Recently, I felt I needed to find a project to go along with my data mining course at U of I. The project needed to be (1) Fun, (2) Challenging, (3) Worthy of my time and potentially useful to a large number of users. To my delight a friend of mine, Robb Seaton, had already created a project dubbed bkz: https://github.com/robertseaton/bkz. It is a project designed to predict books which a user would like to read, clearly books are time consuming and its definitely worth it to use a recommendation method. Imagine, there are roughly 42 million books on Amazon and currently there are only a few ways in which to be recommended a book, through a friend, through Amazon (which does not exactly have a book recommendation tool) or perhaps Goodreads *now owned by Amazon. Unfortunately, each of these options do not take into account the mass number of books nor the taste of each reader. How many times have you been recommended a book and never had the desire to read past the first chapter? No longer.
Robb agreed to let me work on his project and I feel I can make a significant contribution. I had already given some pointers on where to take the project (my side hobby has been reading about financial/market analysis) and made a few suggestions. Now, I am getting my feet wet implementing features to gather more information. For example I recently added a feature to search via author as well as title and gather Amazons book rank. It took a bit to brush up on my Ruby programming after not programming in that language for a few years, but after a couple hours work there were clear results and I enjoyed it.
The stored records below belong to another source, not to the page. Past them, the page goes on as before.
PR #2777, opened 2018-11-27
[Retribution] Bad Inquisition casts and other minor changes

Juko8:
Inquisition casts are marked as inefficient if used during Avenging Wrath
billede
Fixed a few things in Abilities
Updated a few things to use new event listeners


src/parser/paladin/retribution/modules/talents/Inquisition.js
```diff
@@ -18,20 +19,29 @@ class Inquisition extends Analyzer {
...
 
-  on_byPlayer_damage(event) {
-    const spellId = event.ability.guid;
-    if (!ABILITIES_AFFECTED_BY_DAMAGE_INCREASES.includes(spellId)) {
-      return;
+  onInquisitionCast(event) {
+    if (this.selectedCombatant.hasBuff(SPELLS.AVENGING_WRATH.id)) {
+      event.meta = event.meta || {};
+      event.meta.isInefficientCast = true;
+      event.meta.inefficientCastReason = 'You refreshed Inquisition during Avenging Wrath';
```
Sharrq: You might want to include some info about why you shouldnt do this, especially for those new to the spec.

My hope is that at some point within the next year or two we can launch some sort of website/app which can recommend books to all users. One thing that has me troubled is the idea that the only way in which to properly predict a book to a user is to form either a map of similar users OR profile each user via personality and predict books based off their preferences using a random forest of their data or something. It will be interesting to see what we implement because I think the lightest weight, but slightly less accurate method may actually be better in our case with little funds to buy/rent servers.